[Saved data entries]
Segment Open
PR #2027, opened 2023-06-09
Add the test with kind to github action

utam0k:


justfile
```diff
@@ -1,29 +1,32 @@
...
-ROOT := `git rev-parse --show-toplevel`
+KIND_CLUSTER_NAME := 'youki'
 
 # build
 
 # build all binaries
 build-all: youki-release rust-oci-tests-bin runtimetest
 
 # build youki in dev mode
+[no-cd]
```
yihuaf, line 12: May I ask what are we trying to achieve with the `[no-cd]` attribute? I don't think we need this attribute here because this is a justfile at the project root.

justfile
```diff
@@ -1,29 +1,32 @@
...
 youki-dev:
-    ./scripts/build.sh -o {{ ROOT }} -c youki
+    ./scripts/build.sh -o . -c youki
```
yihuaf, line 14: I think using relative path like `.` here can be a footgun down the road. We should use absolute path here, so the intent is explicit. We can either use the old `ROOT` or use `{{ justfile_directory() }}`?

justfile
```diff
@@ -43,21 +46,47 @@ featuretest:
...
 # run containerd integration tests
 containerd-test: youki-dev
-	VAGRANT_VAGRANTFILE=Vagrantfile.containerd2youki vagrant up
-	VAGRANT_VAGRANTFILE=Vagrantfile.containerd2youki vagrant provision --provision-with test
+    VAGRANT_VAGRANTFILE=Vagrantfile.containerd2youki vagrant up
+    VAGRANT_VAGRANTFILE=Vagrantfile.containerd2youki vagrant provision --provision-with test
+
+[private]
+kind-cluster: bin-kind
+    if ! {{ path_exists('tests/k8s/_out') }}; then mkdir -p tests/k8s/_out/; fi
```
yihuaf, line 69: I would suggest turning this into a bash script by adding:

```
    #!/usr/bin/env bash
    set -euo pipefail
```

yihuaf (commented):
With regarding the path issue in justfile, we usually keep track of two path. One is the project root through `git rev-parse` and another is the justfile is located, through `justfile_directory`.

```
TOP := `git rev-parse --show-toplevel`
CWD := {{ justfile_directory() }}
```

Usually these two location is all we need to run all relative path into an absolute path. Usually, we want the justfile executed at the location of the justfile. Where we invoke the `just` command should not matter. In this way, all command has a fixed and predictable path.

justfile
utam0k: I forgot to delete them.

utam0k:
> With regarding the path issue in justfile, we usually keep track of two path. One is the project root through `git rev-parse` and another is the justfile is located, through `justfile_directory`.
> 
> ```
> TOP := `git rev-parse --show-toplevel`
> CWD := {{ justfile_directory() }}
> ```
> 
> Usually these two location is all we need to run all relative path into an absolute path. Usually, we want the justfile executed at the location of the justfile. Where we invoke the `just` command should not matter. In this way, all command has a fixed and predictable path.
> 
> Otherwise LGTM.

I do not want to leave the case for using git. This is because of the dependence on git. We want to reduce the dependency. Also, I feel it is difficult to judge how to use with `justfile_directory`. I honestly don't know much of the difference. can you tell me when ROOT is needed?
```console
$ just -f ../justfile youki-dev
/home/utam0k/ghq/src/github.com/utam0k/youki/scripts/build.sh -o /home/utam0k/ghq/src/github.com/utam0k/youki -c youki
* FEATURES:
* features:
    Finished dev [unoptimized + debuginfo] target(s) in 0.07s
```

yihuaf:
> I do not want to leave the case for using git. This is because of the dependence on git. We want to reduce the dependency.

I see. Is it because you are running the `justfile` inside the container so `git` is required?

> Also, I feel it is difficult to judge how to use with justfile_directory. I honestly don't know much of the difference. can you tell me when ROOT is needed?

`ROOT` is needed when you want to reference a specific directory relative to the `youki` project root, especially if inside subdirectory justfiles. `git` is the only way to deterministically obtain the project root from anywhere inside. We can certainly workaround not using `git`, but it will probably requires us to keep track of relative path of where justfiles are inside the subdir and using `../` to get to project root.

I think if the current PR works as it stands, we should merge this and refactor justfile in follow ups. No need to block this PR further on jsutfile refactors since we will do those anyway.

yihuaf (approved):
For the nits with regarding to `justfile`, we will deal with those in future refactoring. Let's get the test into CI first.

utam0k:
> I see. Is it because you are running the justfile inside the container so git is required?

I had imaged the case in GH actions.

PR #2029, opened 2023-06-09
Bump the oci-spec-rs to 0.6.1 to resolve seccomp rule issue

### LINKED ISSUE #2022: youki need seccomp unconfined when runc/crun don't
As the title said, for some reason youki need `seccomp unconfined`, two containers that I tested was mariadb and jellyfin.

Jellyfin log
```
jellyfin_server  | Failed to create CoreCLR, HRESULT: 0x80070008
jellyfin_server exited with code 137
```

Mariadb log
```
documize-db-1  | 2023-06-08 13:56:14+07:00 [Note] [Entrypoint]: Entrypoint script for MariaDB Server 1:10.11.2+maria~debsid started.
documize-db-1  | 2023-06-08 13:56:14+07:00 [ERROR] [Entrypoint]: mysqld failed while attempting to check config
documize-db-1  | 	command was: mariadbd --character-set-server=utf8mb4 --collation-server=utf8mb4_bin --verbose --help --log-bin-index=/tmp/tmp.axLXmY9ftc
documize-db-1  | 	Can't initialize timers
documize-db-1 exited with code 0

```

Runtime:
Kernel 6.3
Ubuntu Jammy
Docker 24.0.2

Compiler
Rust 1.70

yihuaf:
Fix #2022 

The detail of the cause of the issue and why 0.6.1 fixes the issue are explained in #2022. 

However, the 0.6.1 introduced the `time` namespace into the runtime spec. For this PR, we set the `time` namespace to be unsupported. Both `libc` and `nix` crate have not provided the support. We should ideally wait for the support to land in either of this crate first before we support it. As a result, there are a number of functions needs to propagate errors now. This is a good add because in the future I imagine we will run into similar situations when new namespaces is introduced.

### DIFF
--- a/Cargo.lock
+++ b/Cargo.lock
@@ -2335,9 +2335,9 @@ dependencies = [
 
 [[package]]
 name = "oci-spec"
-version = "0.6.0"
+version = "0.6.1"
 source = "registry+https://github.com/rust-lang/crates.io-index"
-checksum = "214b837f7dde5026f2028ead5ae720073277c19f82ff85623b142c39d4b843e7"
+checksum = "cf77d2eace1f4909b081d231d1ad3570ba3448ae95290ab701314faaee1b611a"
 dependencies = [
  "derive_builder",
  "getset",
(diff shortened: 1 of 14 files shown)


utam0k:
> However, the 0.6.1 introduced the time namespace into the runtime spec. For this PR, we set the time namespace to be unsupported.

👍

utam0k (approved):

PR #2031, opened 2023-06-10
Don't create a file when it already exists when mounting with bind

utam0k:
For example, it is more likely that the /etc/hosts file already exists. In that case, it fails because it tries to open the file with write permission while it is RO.

### DIFF
--- a/crates/libcontainer/src/rootfs/mount.rs
+++ b/crates/libcontainer/src/rootfs/mount.rs
@@ -497,7 +497,7 @@ impl Mount {
                 err
             })?;
 
-            if src.is_file() {
+            if src.is_file() && !dest.exists() {
                 OpenOptions::new()
                     .create(true)
                     .write(true)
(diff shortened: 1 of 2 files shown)


crates/libcontainer/src/rootfs/mount.rs
```diff
@@ -497,7 +497,7 @@ impl Mount {
                 err
             })?;
 
-            if src.is_file() {
+            if src.is_file() && !src.exists() {
```
yihuaf, line 500: I don't think this is correct. This is the source of the bind mount, not the destination. The source will have to exist for bind mount to happen. The destination on the other hand can exist or not exist.

utam0k: 🤦You are right. Thanks for your great reviewing. I have updated it.

yihuaf (approved):

PR #3721, opened 2026-09-06
feat(systemd): implement DeviceAllow/DevicePolicy cgroup controller

### LINKED ISSUE #3589: [FEATURE]:add missing support for devices in systemd
### Background

Quick map of how devices are wired in youki:

- **cgroup v1** — `crates/libcgroups/src/v1/devices.rs` (writes `devices.allow`/`devices.deny`)
- **cgroup v2 (fs driver)** — `crates/libcgroups/src/v2/devices/` (controller.rs / bpf.rs / program.rs / emulator.rs); attaches a BPF program to the cgroup
- **systemd cgroup driver** — no devices module here. In `systemd/manager.rs::apply()`, the controller match handles Cpu / CpuSet / Pids / Memory / Io and falls through to `Unified::apply`, but **there is no Devices arm**. So youki does not currently translate device rules into systemd properties (`DeviceAllow=` / `DevicePolicy=`) the way runc does in `cgroups/devices/systemd.go::findDeviceGroup`.

This has been already been discussed in #3001

### Feature Request

Add the missing support for devices in systemd so that it support device allow and deny while using systemD

_No response_

### Proposed Solution

_No response_

### Considerations

_No response_

### Additional Context

_No response_

nayuta723:
## Description

The systemd cgroup manager applied no device restrictions, so a container started with `--systemd-cgroup` could reach any host device through `mknod`.

The spec's rules now become `DevicePolicy` and `DeviceAllow`, with the eBPF device filter attached over the program systemd derives from that list. Both layers are needed, the same way runc needs them: `DeviceAllow` is a whitelist, so a rule that takes access away cannot go in it. When the rules contain one, the unit gets a deny-all list and the filter carries the rules. The D-Bus changes are what that needs.

`cgroupsv2_devices` was not enabled by any default, so this turns the eBPF filter on for the cgroupfs v2 path as well. Can be split out if you would rather land it separately.

## Type of Change

- [ ] Documentation update
- [ ] Performance improvement
- [ ] Test updates
- [ ] CI/CD related changes

## Testing

- [x] Added new unit tests
- [x] Ran existing test suite
- [ ] Tested manually

## Related Issues

Closes #3589


crates/libcgroups/src/systemd/dbus_native/serialize.rs
```diff
@@ -462,6 +467,14 @@ impl DbusSerialize for Variant {
                 buf.push(0);
                 s.serialize(buf);
             }
+            Self::ArrayStructSS(s) => {
+                let sub_type = <Vec<Structure<String>>>::get_signature();
```
saku3, line 471: Not necessary for this PR, but since the logic is identical except for the type parameter, it might be worth extracting it into a helper function.

crates/libcgroups/src/systemd/manager.rs
```diff
@@ -570,6 +580,16 @@ impl CgroupManager for Manager {
                 .set_unit_properties(&self.unit_name, &properties)?;
         }
 
+        // systemd derives a device filter from DeviceAllow and attaches it every time
+        // unit properties are set, so this has to run afterwards to replace it. A rule
+        // DeviceAllow cannot express, a deny rule above all, is only honoured by the
+        // program built here.
+        #[cfg(feature = "cgroupsv2_devices")]
+        crate::v2::devices::Devices::apply_devices(
```
saku3, line 588: This error needs to be ignored in rootless mode. Please refer to the following:

https://github.com/opencontainers/cgroups/blob/30a2293c0b0325280ea70a86fe991ec1e87b5d00/fs2/fs2.go#L241

crates/libcgroups/src/v2/devices/controller.rs
```diff
@@ -44,10 +44,57 @@ impl Controller for Devices {
...
+            .all(grants_full_access)
+}
+
 impl Devices {
     pub fn apply_devices(
         cgroup_root: &Path,
         linux_devices: &Option<Vec<LinuxDeviceCgroup>>,
+    ) -> Result<(), DevicesControllerError> {
+        match Self::attach_device_filter(cgroup_root, linux_devices) {
+            Err(err) if can_skip_ebpf_error(linux_devices) => {
```
saku3, line 87: When I tried to start a rootless container, I encountered the following error:

```
ERROR libcontainer::process::container_intermediate_process: failed to apply cgroup pid=Pid(207844) err=Systemd(EbpfDevices(Bpf(FailedToIncreaseRLimit))) init=true
ERROR libcontainer::process::container_main_process: failed to run intermediate process cgroup error: in ebpf devices controller: bpf error: Failed to increase rlimit
ERROR libcontainer::container::builder_impl: failed to run container process received unexpected message: OtherError("cgroup error: in ebpf devices controller: bpf error: Failed to increase rlimit"), expected: WriteMapping
```

The FailedToIncreaseRLimit error originates from the call to bpf_prog::bump_memlock_rlimit()? on line 126.

However, runc ignores errors from the equivalent operation.
https://github.com/opencontainers/cgroups/blob/30a2293c0b0325280ea70a86fe991ec1e87b5d00/devices/ebpf_linux.go#L347

Also, since cgroup `apply` is performed before the intermediate process enters the user namespace, `in_user_namespace()` always returns `false` in `can_skip_ebpf_error()`. (However, `can_skip_ebpf_error` appears to use the same logic as runc, so it seems that this check may not be functioning as intended in runc either.)

I think errors from `apply_devices()` also need to be ignored in rootless mode by the caller.
Please refer to the comment below.
https://github.com/youki-dev/youki/pull/3721/changes#r4062246162

tests/contest/contest/src/tests/cgroups/systemd_devices.rs
```diff
@@ -0,0 +1,344 @@
...
+/// The systemd cgroup manager needs a unified cgroup hierarchy, a running systemd to talk
+/// to, and root to place units in system.slice.
+fn systemd_cgroups_available() -> bool {
+    nix::unistd::geteuid().is_root() && is_cgroup_v2() && Path::new("/run/systemd/system").is_dir()
+}
+
+fn can_run() -> bool {
+    // DeviceAllow is youki specific enough (property names and defaults) that this is not
+    // run against other runtimes.
+    is_runtime_youki() && systemd_cgroups_available()
```
saku3, line 312: I'm not sure why the tests are restricted to running only with youki. I think these tests should generally also be run in `validate-contest-runc`.

In fact, when I removed the guard and ran `validate-contest-runc`, 3 of the 4 tests passed. The only failure was `deny_rule_on_allow_all_is_enforced`, which failed due to a warning logged by runc, rather than a device enforcement issue.


[NOTE]
Implementation differences may arise with the following rule combination, which is still marked as a FIXME in the youki code:
`deny-all + allow X + deny Y`
In this case, the explicit `deny Y` rule is redundant, so I think runc would allow X through `DeviceAllow`, whereas youki uses eBPF.

tests/contest/contest/src/tests/cgroups/systemd_devices.rs
```diff
@@ -0,0 +1,344 @@
+//! Tests for the systemd cgroup manager's device controller.
```
saku3, line 1: Personally, I think it would be better to organize the directory structure as follows. What do you think?
I think separating the directories, as in `libcgroups`, would make the structure easier to understand.

I think we could move the common systemd-related functions, such as `unit_name` and `show_property`, into `mod.rs`.

I'll move the existing `cpu` directory directly under the `cgroups` directory.

```
tests/cgroups/
├── mod.rs   # v2 test
│
├── cpu.rs
├── cpuset.rs
├── memory.rs
├── pids.rs
├── io.rs
├── hugetlb.rs
├── devices.rs
├── unified.rs
│
└── systemd/
    ├── mod.rs  # systemd test
```

saku3 (commented):
Thanks for the careful implementation! 
I've left some review comments. Could you please take a look?

tests/contest/contest/src/tests/cgroups/systemd_devices.rs
nayuta723: Sorry, I overlooked it. I’ll check it.

PR #3739, opened 2026-09-20
fix(contest): skip memory_policy tests that need NUMA

### LINKED ISSUE #3735: [Bug]: contest memory_policy tests fail on kernels without NUMA
On a kernel built without NUMA, `/sys/devices/system/node` does not exist and `set_mempolicy` returns ENOSYS. The `memory_policy` tests set a policy and expect it to work, so four of them fail: `bind_static`, `default_with_missing_nodes_ok`, `interleave_without_flags`, `preferred_relative`.

Seen on Ubuntu 26.04 arm64 (OrbStack), kernel 7.0.14:

```
container stderr was not empty, found : ERROR libcontainer::process::memory_policy: failed to set memory policy err=Nix(ENOSYS)
```

youki looks right here, it only calls the syscall when the spec asks for one. The group just needs a condition like the tlb tests have, so it skips when the kernel has no NUMA support.

Happy to send the PR.

r14dd:
Closes #3735.

The `memory_policy` group registers every test with `Test::new`, so the four
cases that expect `set_mempolicy` to succeed also run on kernels built without
NUMA. There the syscall returns ENOSYS and they fail, when they should skip.

This gates those four on `/sys/devices/system/node` existing, the same shape as
`check_hugetlb` in the tlb tests. The five argument validation cases expect the
call to fail either way, so they stay unconditional.

Checked the directory rather than a node count on purpose: a single node kernel
still implements the syscall and should run these tests. What is missing here is
NUMA support itself.

On Ubuntu 26.04 arm64 (OrbStack), kernel 7.0.14, no `/sys/devices/system/node`:

```
# Start group memory_policy
1 / 9 : bind_static : skipped
2 / 9 : bind_way_too_large_node_number : ok
3 / 9 : default_with_missing_nodes_ok : skipped
4 / 9 : interleave_without_flags : skipped
5 / 9 : invalid_flag_string : ok
6 / 9 : invalid_mode_string : ok
7 / 9 : missing_mode_but_nodes_present : ok
8 / 9 : preferred_relative : skipped
9 / 9 : syscall_invalid_arguments : ok
# End group memory_policy
```

Before the change all four skipped ones failed.


r14dd:
CI is red on three jobs, none of them from this change.

- `label`: the PR has no `kind/*` label and I cannot add one. Could a maintainer label it?
- `validate`: `exec/terminal_exec_no_console_socket` on runc. The expected `TTY` line is in the captured output, buried in runc's debug log, so the bridging assertion looks flaky rather than broken.
- `oci-validation-rust (x86_64, musl)`: `checkpoint with tcp-skip-in-flight` and `kill`.

All three pass on other recent PRs and none of them touch memory_policy.

The `memory_policy` group itself is green. On `oci-validation-rust (x86_64, musl)` all 9 tests ran and passed, which is the point of the change: the condition only skips where `/sys/devices/system/node` is missing.

Happy to rebase or for someone to re-run the failed jobs.

saku3 (approved):
Thanks.

PR #3741, opened 2026-09-21
test(contest): add cgroup v2 pids integration tests

ARMeeru:
## Description

Adds `cgroup_v2_pids` to the contest suite, following the layout and gating of the cgroup v2 memory tests: each test creates a container with a pids limit in the spec and asserts the value written to `pids.max` under the container's cgroup. Gating uses the shared `is_cgroup_v2_with_controller(ControllerType::Pids)` helper.

Two mappings are covered: a positive limit is written as-is, and a negative limit becomes `"max"`. A limit of `0` is written as `1` (matching runc), but creation currently fails under that cap (#3644), so that case is not asserted and is left to the fix.

## Type of Change

- [ ] Documentation update
- [ ] Performance improvement
- [x] Test updates
- [ ] CI/CD related changes

## Testing

- [ ] Added new unit tests
- [x] Ran existing test suite

Full contest suite against a release youki build, aarch64 Fedora 44, cgroup v2: 52 ok, 6 skipped, 1 not ok. The one failure is `exec/mount_test` ("expected exactly 1 mountinfo entry for /proc/acpi, got 0"), environmental: this host has no ACPI, and the assertion is unrelated to this change. The `cgroup_v2_pids` group passes 2/2 in the same run. fmt and clippy (`-D warnings`) are clean, and the value assertion was mutation-checked: with the expected value deliberately wrong, the test fails on `unexpected pids.max` and nothing else.

## Related Issues

Refs #3605

## Additional Context

The zero-limit case reproduces #3644 exactly (creation fails with `failed to fork init process`); a confirmation with a runc 1.5.1 comparison is on that issue.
Segment Closed
### Task
In the entries above, copy each line that contains the string "cases".

### Output for this task
cases that expect `set_mempolicy` to succeed also run on kernels built without
`check_hugetlb` in the tlb tests. The five argument validation cases expect the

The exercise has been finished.